- [Study material]
= Beginning of Section =

Issue #2515, opened 2025-01-10
Unify stats across relevant pages


ulyanas:
The task is to unify the implementation of stats across all relevant pages

#### Counters and graphs
- **Endpoint:** `/api/v1/pages/main`
Fetches counters and graphs data for the main page.

#### Counters
- **Endpoint:** `/api/v1/pages/transactions`
Provides transaction counters, including pending and daily transaction statistics.

#### Counters
- **Endpoint:** `/api/v1/pages/contracts`
Retrieves statistics for verified contracts, including new and total contracts.

[Swagger](https://github.com/blockscout/blockscout-rs/blob/c4e8527abb628589e97e34c58d1698315e5dc709/stats/stats-proto/swagger/stats.swagger.yaml)

bragov4ik:
Should have an option to switch between "operational transactions" and "regular transactions" charts on the frontend.
Stats service now always returns corresponding fields on the main page handle.
It's possible that the arbitrum charts are disabled on the microservice, which will result in these fields being `null`:
```
    "total_operational_transactions": null,
    "yesterday_operational_transactions": null,
    ...
    "daily_new_operational_transactions": null
```

Also I published 2.4.0-beta npm package with stats types

bragov4ik:
Consequently, [the swagger was also updated](https://github.com/blockscout/blockscout-rs/blob/f42a961d86d27660e046db9cddd3cdce42a5e242/stats/stats-proto/swagger/stats.swagger.yaml)

PR #2561, opened 2025-02-07
Unify stats across relevant pages

isstuev:

resolves https://github.com/blockscout/frontend/issues/2515

### Proposed Changes
added daily_operational_txs option to NEXT_PUBLIC_HOMEPAGE_CHARTS and total_operational_txs to NEXT_PUBLIC_HOMEPAGE_STATS. Values can be used only if NEXT_PUBLIC_STATS_API_HOST is provided

## Checklist for PR author


ui/home/indicators/utils/getIndicatorValues.ts
```diff
@@ -0,0 +1,28 @@
...
+    }
+
+    if (statsApiData) {
+      return indicator?.value(statsApiData);
+    }
+
+    return 'N/A';
+  })();
+
+  // we have diffs only for coin adn second coin price charts that get data from stats api
```
tom2drum, line 20:
```suggestion
  // we have diffs only for coin and second coin price charts that get data from stats api
```

ui/verifiedContracts/VerifiedContractsCounters.tsx
```diff
@@ -3,37 +3,59 @@ import React from 'react';
...
   });
 
-  if (!countersQuery.data) {
+  if (!(isStatsFeatureEnabled ? countersStatsQuery.data : countersApiQuery.data)) {
     return null;
   }
 
+  const isLoading = isStatsFeatureEnabled ? countersStatsQuery.isPlaceholderData : countersApiQuery.isPlaceholderData;
+
+  const contractsCount = isStatsFeatureEnabled ? countersStatsQuery.data?.total_contracts?.value : countersApiQuery.data?.smart_contracts;
```
tom2drum, line 32: Shouldn't we always fall back to our regular API response, regardless of whether microservices data is enabled? For example, if there is an error in the response from the stats microservices, should we still display the information from our base API?

ui/txs/TxsStats.tsx
```diff
@@ -6,13 +6,23 @@ import useApiQuery from 'lib/api/useApiQuery';
...
+    },
+  });
+
+  const txsStatsApiQuery = useApiQuery('txs_stats', {
     queryOptions: {
-      placeholderData: TXS_STATS,
+      enabled: !isStatsFeatureEnabled,
+      placeholderData: !isStatsFeatureEnabled ? TXS_STATS : undefined,
     },
   });
```
tom2drum, line 27: The same comment about fallback applies here. 
I suggest abstracting these two hooks into a separate one that will orchestrate all requests and return the `isLoading` flag and `data` in a common format. This way, all necessary logic will be encapsulated in one place rather than be spreaded in the view component.

ui/verifiedContracts/VerifiedContractsCounters.tsx
isstuev: I don't want to fetch both resources where it's not necessary. We assume that if stats service was configured it should work as expected.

= End of Section =

- [What you should do] Copy out each record from above, exactly.

- [Completed task]
Issue #2515, opened 2025-01-10
Unify stats across relevant pages


ulyanas:
The task is to unify the implementation of stats across all relevant pages

#### Counters and graphs
- **Endpoint:** `/api/v1/pages/main`
Fetches counters and graphs data for the main page.

#### Counters
- **Endpoint:** `/api/v1/pages/transactions`
Provides transaction counters, including pending and daily transaction statistics.

#### Counters
- **Endpoint:** `/api/v1/pages/contracts`
Retrieves statistics for verified contracts, including new and total contracts.

[Swagger](https://github.com/blockscout/blockscout-rs/blob/c4e8527abb628589e97e34c58d1698315e5dc709/stats/stats-proto/swagger/stats.swagger.yaml)

bragov4ik:
Should have an option to switch between "operational transactions" and "regular transactions" charts on the frontend.
Stats service now always returns corresponding fields on the main page handle.
It's possible that the arbitrum charts are disabled on the microservice, which will result in these fields being `null`:
```
    "total_operational_transactions": null,
    "yesterday_operational_transactions": null,
    ...
    "daily_new_operational_transactions": null
```

Also I published 2.4.0-beta npm package with stats types

bragov4ik:
Consequently, [the swagger was also updated](https://github.com/blockscout/blockscout-rs/blob/f42a961d86d27660e046db9cddd3cdce42a5e242/stats/stats-proto/swagger/stats.swagger.yaml)

PR #2561, opened 2025-02-07
Unify stats across relevant pages

isstuev:

resolves https://github.com/blockscout/frontend/issues/2515

### Proposed Changes
added daily_operational_txs option to NEXT_PUBLIC_HOMEPAGE_CHARTS and total_operational_txs to NEXT_PUBLIC_HOMEPAGE_STATS. Values can be used only if NEXT_PUBLIC_STATS_API_HOST is provided

## Checklist for PR author


ui/home/indicators/utils/getIndicatorValues.ts
```diff
@@ -0,0 +1,28 @@
...
+    }
+
+    if (statsApiData) {
+      return indicator?.value(statsApiData);
+    }
+
+    return 'N/A';
+  })();
+
+  // we have diffs only for coin adn second coin price charts that get data from stats api
```
tom2drum, line 20:
```suggestion
  // we have diffs only for coin and second coin price charts that get data from stats api
```

ui/verifiedContracts/VerifiedContractsCounters.tsx
```diff
@@ -3,37 +3,59 @@ import React from 'react';
...
   });
 
-  if (!countersQuery.data) {
+  if (!(isStatsFeatureEnabled ? countersStatsQuery.data : countersApiQuery.data)) {
     return null;
   }
 
+  const isLoading = isStatsFeatureEnabled ? countersStatsQuery.isPlaceholderData : countersApiQuery.isPlaceholderData;
+
+  const contractsCount = isStatsFeatureEnabled ? countersStatsQuery.data?.total_contracts?.value : countersApiQuery.data?.smart_contracts;
```
tom2drum, line 32: Shouldn't we always fall back to our regular API response, regardless of whether microservices data is enabled? For example, if there is an error in the response from the stats microservices, should we still display the information from our base API?

ui/txs/TxsStats.tsx
```diff
@@ -6,13 +6,23 @@ import useApiQuery from 'lib/api/useApiQuery';
...
+    },
+  });
+
+  const txsStatsApiQuery = useApiQuery('txs_stats', {
     queryOptions: {
-      placeholderData: TXS_STATS,
+      enabled: !isStatsFeatureEnabled,
+      placeholderData: !isStatsFeatureEnabled ? TXS_STATS : undefined,
     },
   });
```
tom2drum, line 27: The same comment about fallback applies here. 
I suggest abstracting these two hooks into a separate one that will orchestrate all requests and return the `isLoading` flag and `data` in a common format. This way, all necessary logic will be encapsulated in one place rather than be spreaded in the view component.

ui/verifiedContracts/VerifiedContractsCounters.tsx
isstuev: I don't want to fetch both resources where it's not necessary. We assume that if stats service was configured it should work as expected.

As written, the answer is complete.